'''

PR #1950, opened 2021-04-26
Only generate one task and bind it to all variants

oldergod:
Right now, we register `generate${Variant}Protos` although there is no different in what input they take, what output they produce, and where they produce it.
I wanna go back to a one task only world but I wanna bind this task properly to all variant sources and compilation tasks.
With this PR we will only have one task: `generateProtos`.

### DIFF
--- a/wire-library/wire-gradle-plugin/src/main/kotlin/com/squareup/wire/gradle/WirePlugin.kt
+++ b/wire-library/wire-gradle-plugin/src/main/kotlin/com/squareup/wire/gradle/WirePlugin.kt
@@ -94,11 +94,6 @@ class WirePlugin : Plugin<Project> {
       "Missing either the Java, Kotlin, or Android plugin"
     }
 
-    project.tasks.register(PARENT_TASK) {
-      it.group = GROUP
-      it.description = "Aggregation task which runs every generation task for every given source"
-    }
-
     if (extension.protoLibrary) {
       val libraryProtoSources = File(project.libraryProtoOutputPath())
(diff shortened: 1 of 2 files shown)


JakeWharton:
So you're going to remove the ability to have src/debug/protos/? What about on multiplatform can I have src/jvmMain/protos/ or src/jsMain/protos next to src/commonMain/protos?

I would rather fix up the inputs and output directories. The right solution to libraries which have no variation across variants is to disable all but a single variant: https://issuetracker.google.com/issues/62201427

JakeWharton:
SQLDelight had the same problem with output directory recently but Alec just added the corresponding variance to selecting the output directory (and also input directory set).

oldergod:
> you're going to remove the ability to have src/debug/protos/? What about on multiplatform can I have src/jvmMain/protos/ or src/jsMain/protos next to src/commonMain/protos?

The ability to have protos splitted per variants never worked for we always look for `src/main/protos`. That's why I took the approach to kill it, instead of faking it.

The thing I am still most puzzled with is on Android, say I have protos are in `src/main/protos` but I only get 2 variants `debug` and `release`. I don't wanna register the same task twice since there's only 1 source but none of the variant that I get are `main`.

JakeWharton:
Yeah I understand it never worked. My question is why this direction rather than enabling it to work?

oldergod:
Just a tradeoff between the use case relevancy and the cost to make it work. I'll check what SqlDelight did.

PR #1956, opened 2021-05-01
GrpcClient.Builder().minMessageToCompress()

swankjesse:
This allows users to have more control over our compression settings.
It's currently compress-everything, but only compressing messages
of a certain size is more efficient.

For interop with some GRPC servers that don't have compression,
using Long.MAX_VALUE to disable compression is useful.

Closes: https://github.com/square/wire/issues/1948

### DIFF
--- a/wire-library/wire-grpc-client/src/jvmMain/kotlin/com/squareup/wire/GrpcClient.kt
+++ b/wire-library/wire-grpc-client/src/jvmMain/kotlin/com/squareup/wire/GrpcClient.kt
@@ -17,13 +17,14 @@ package com.squareup.wire
 
 import com.squareup.wire.internal.RealGrpcCall
 import com.squareup.wire.internal.RealGrpcStreamingCall
+import kotlin.reflect.KClass
 import okhttp3.Call
 import okhttp3.OkHttpClient
-import kotlin.reflect.KClass
 
 actual class GrpcClient private constructor(
   internal val client: Call.Factory,
-  internal val baseUrl: GrpcHttpUrl
+  internal val baseUrl: GrpcHttpUrl,
+  internal val minMessageToCompress: Long
 ) {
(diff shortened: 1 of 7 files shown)


wire-library/wire-grpc-client/src/jvmMain/kotlin/com/squareup/wire/GrpcClient.kt
```diff
@@ -61,21 +62,33 @@ actual class GrpcClient private constructor(
     return RealGrpcStreamingCall(this, method)
   }
 
+  fun newBuilder(): Builder {
```
swankjesse, line 65: # 🆕

wire-library/wire-grpc-client/src/jvmMain/kotlin/com/squareup/wire/GrpcClient.kt
```diff
@@ -61,21 +62,33 @@ actual class GrpcClient private constructor(
...
+      }
+      .tag(GrpcMethod::class.java, method)
+      .method("POST", requestBody)
+      .build())
   }
 
   class Builder {
     private var client: Call.Factory? = null
     private var baseUrl: GrpcHttpUrl? = null
+    private var minMessageToCompress: Long = 0L
```
oldergod, line 91: No `MAX_VALUE` ?

oldergod (approved):

wire-library/wire-grpc-client/src/jvmMain/kotlin/com/squareup/wire/GrpcClient.kt
swankjesse: I wanted to introduce the feature independent of changing our default behavior. For easier rollbacks!

PR #1959, opened 2021-05-04
Add sourceFile to WireRpc annotations

juliaogris:
Add sourceFile to WireRpc annotations, so that servers can
discover the schema and use it to implement grpc-reflection.


wire-library/wire-runtime/src/commonMain/kotlin/com/squareup/wire/WireRpc.kt
```diff
@@ -32,5 +32,6 @@ package com.squareup.wire
 annotation class WireRpc(
```
oldergod, line 32: We should add some doc to this class at some point.

oldergod (approved):

PR #2353, opened 2022-11-17
[Swift] Fix JSON incorrectly encoding `unknownFields`

rebello95:
For empty messages, the current implementation encodes `{"unknownFields":""}` as the JSON representation instead of `{}`.

This is because `CodingKeys` are not generated at all for empty messages, and iOS instead synthesizes the `unknownFields` key.

To fix the issue, we should generate empty `CodingKeys` for empty messages.

### DIFF
--- a/wire-library/wire-swift-generator/src/main/java/com/squareup/wire/swift/SwiftGenerator.kt
+++ b/wire-library/wire-swift-generator/src/main/java/com/squareup/wire/swift/SwiftGenerator.kt
@@ -569,6 +569,15 @@ class SwiftGenerator private constructor(
               }
               .build()
           )
+        } else {
+          // Coding keys still need to be specified in order to prevent `unknownFields` from getting serialized
+          // in the JSON/Codable scenario.
+          addType(
+            TypeSpec.enumBuilder(codingKeys)
+              .addModifiers(PUBLIC)
+              .addSuperType(codingKey)
+              .build()
+          )
         }
 
         // If there are any oneofs we cannot rely on the built-in Codable support since the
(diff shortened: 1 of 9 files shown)


wire-library/wire-swift-generator/src/main/java/com/squareup/wire/swift/SwiftGenerator.kt
```diff
@@ -569,6 +569,15 @@ class SwiftGenerator private constructor(
               }
               .build()
           )
+        } else {
```
JakeWharton, line 572: Can we remove the `if` altogether and get the same result? Is there any harm in having String as the super type of an empty enum?

JakeWharton (approved):

wire-library/wire-swift-generator/src/main/java/com/squareup/wire/swift/SwiftGenerator.kt
rebello95: Unfortunately that doesn't compile: 
Screen Shot 2022-11-17 at 4 33 03 PM

JakeWharton: Ah, got it.

Can we do then instead
```kotlin
.apply {
  if (theStuff.isNotEmpty()) {
    addSupertype(string)
    for (stuff in theStuff) {
      addEnumConstant(...)
    }
  }
}
```
so we can at least reuse the majority of the type definition?

rebello95: Sure, updated.

PR #2354, opened 2022-11-25
Add interfaces to legacy adapter Service and Marshaller

jvmakine:
So that we can detect at runtime we are using Wire implementations.

This will be useful in projects like Armeria, where we can use Wire specific JSON transcoder with Wire services

### DIFF
--- a/wire-library/wire-grpc-server/src/main/java/com/squareup/wire/kotlin/grpcserver/WireMethodMarshaller.kt
+++ b/wire-library/wire-grpc-server/src/main/java/com/squareup/wire/kotlin/grpcserver/WireMethodMarshaller.kt
@@ -1,0 +1,14 @@
+package com.squareup.wire.kotlin.grpcserver
+
+import io.grpc.MethodDescriptor
+
+/**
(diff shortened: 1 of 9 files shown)


wire-library/wire-grpc-server/src/main/java/com/squareup/wire/kotlin/grpcserver/WireMethodMarshaller.kt
```diff
@@ -0,0 +1,14 @@
...
+
+/**
+ * Interface for generated method marshallers used in Google style grpc stubs.
+ *
+ * Adds a method for fetching the underlying class at run time to support
+ * generating other marshallers (like JSON encoding) from an instance of
+ * this class.
+ */
+interface WireMethodMarshaller<T>: MethodDescriptor.Marshaller<T> {
+  fun clazz(): Class<T>
```
mpeyper, line 13: Feel free to ignore, but I find `clazz` to be not very useful in identifying what the class represents.  Perhaps something like `marshalledClass` or something like that.

mpeyper (approved):

PR #2357, opened 2022-12-08
feat: support suspending APIs in the protoc adapter

jvmakine:
Adds support for 
```
rpcCallStyle = "suspending"
```
servers in the protoc adapter, making it possible to use Wire generated suspending services with Armeria.

Does not yet support generating stubs for the coroutine based services, this will be a further PR


wire-library/wire-grpc-server/src/main/java/com/squareup/wire/kotlin/grpcserver/FlowAdapter.kt
```diff
@@ -0,0 +1,62 @@
+package com.squareup.wire.kotlin.grpcserver
```
oldergod, line 1: copyright

r3mariano (approved):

'''

Look over the listing above. Pick out and copy every line that includes "more".

§ ANSWER SPACE:
This allows users to have more control over our compression settings.
of a certain size is more efficient.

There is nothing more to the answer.